[Saved entries]
● ● ● ●
Issue #254, opened 2016-03-27
Navigating in the guidebook


asaunier:
I had several feedbacks saying that making the "guidebook" menu pointing to the routes list page and that having then to select an entry in the document types dropdown is not that intuitive.
In addition it makes an extra request to the API to show the list of routes even though the user is trying to reach the list of WP or outings.

We need to find a solution. At least 2 possibilities:
- replace the guidebook "home page" by a somehow static page asking "what are you looking for" and showing buttons towards the routes, WP, outings, images, books, ...
- making the later item directly available in the menu (but not as first level entries - even though having "outings" in the main menu would make sense since it's rather a "live conditions" section whereas the routes/WP/books are a kind of knowledge database). A bit like post.ch ?
- ???

The aim is to avoid having to open several pages to find what you want in the guidebook and to make the guidebook structure (WP, routes, outings, ...) more obvious.

asaunier:
Related to https://github.com/c2corg/v6_ui/issues/244

fjacon:
@ginold @asaunier where do we stand for this issue ?

tsauerwein:
> replace the guidebook "home page" by a somehow static page asking "what are you looking for" and showing buttons towards the routes, WP, outings, images, books, ...

Yes, I agree that it would very useful to have a  "home page" for the guidebook. Maybe something similar to http://www.outdooractive.com/en/guide/ where you have a list of activities, areas/regions, waypoint types, ... which link to a search for routes, waypoints, ...

And a quick search "I'd like to go climbing/hiking/... in ..." like [here](http://www.outdooractive.com/en/) would also be nice.
![outdooractive-search](https://cloud.githubusercontent.com/assets/266474/14554750/21171808-02ef-11e6-8193-dfd0a3f7cef1.png)

asaunier:
Some people at the association could not find the way to open the advanced search pages for WP or outings (default is routes) => the current dropdown to choose the document type seems not intuitive enough.

ginold:
don't forget to have a look at #267

fjacon:
To be discussed after alpha 3

stef74:
@asaunier @fjacon can we close ?

tsauerwein:
I am preparing a proposition on how this "homepage for the guidebook" could look like. I will share something in the next days.

asaunier:
Anyway I think this issue is still relevant and should not be closed.

tsauerwein:
Something like this:

[...]

PR #267, opened 2016-04-05
guidebook nav

ginold:
here is a quick 'n dirty "proof of concept" (thus please don't mind all the displaying bugs) referring to the guidebook navigation issue #254 . 

I've made two options, you will have to un/comment the appropriate parts in sidemenu.css (.submenu) and sidemenu.html (li -> topoguide), they are titled with FIRST and SECOND captions so you should not miss them.

So, you will get an idea of what i thought of, maybe we can implement one of those options, or think of another one.

### DIFF
--- a/c2corg_ui/templates/sidemenu.html
+++ b/c2corg_ui/templates/sidemenu.html
@@ -15,12 +15,62 @@
         <span class="menu-text" translate>Home</span>
       </a>
     </li>
+    ## FIRST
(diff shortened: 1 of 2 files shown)


tsauerwein:
Would you mind sharing a screenshot?

tsauerwein:
Is this PR still relevant?

asaunier:
Yes, the question is still open.

tsauerwein:
Related to https://github.com/c2corg/v6_ui/issues/756, please make sure to use relative urls.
● ● ● ●
The lines from the start of the entries above through the line containing "I had several" are the ones to return, please; copy them exactly and include both ends.

• Answer to this exercise:
Issue #254, opened 2016-03-27
Navigating in the guidebook


asaunier:
I had several feedbacks saying that making the "guidebook" menu pointing to the routes list page and that having then to select an entry in the document types dropdown is not that intuitive.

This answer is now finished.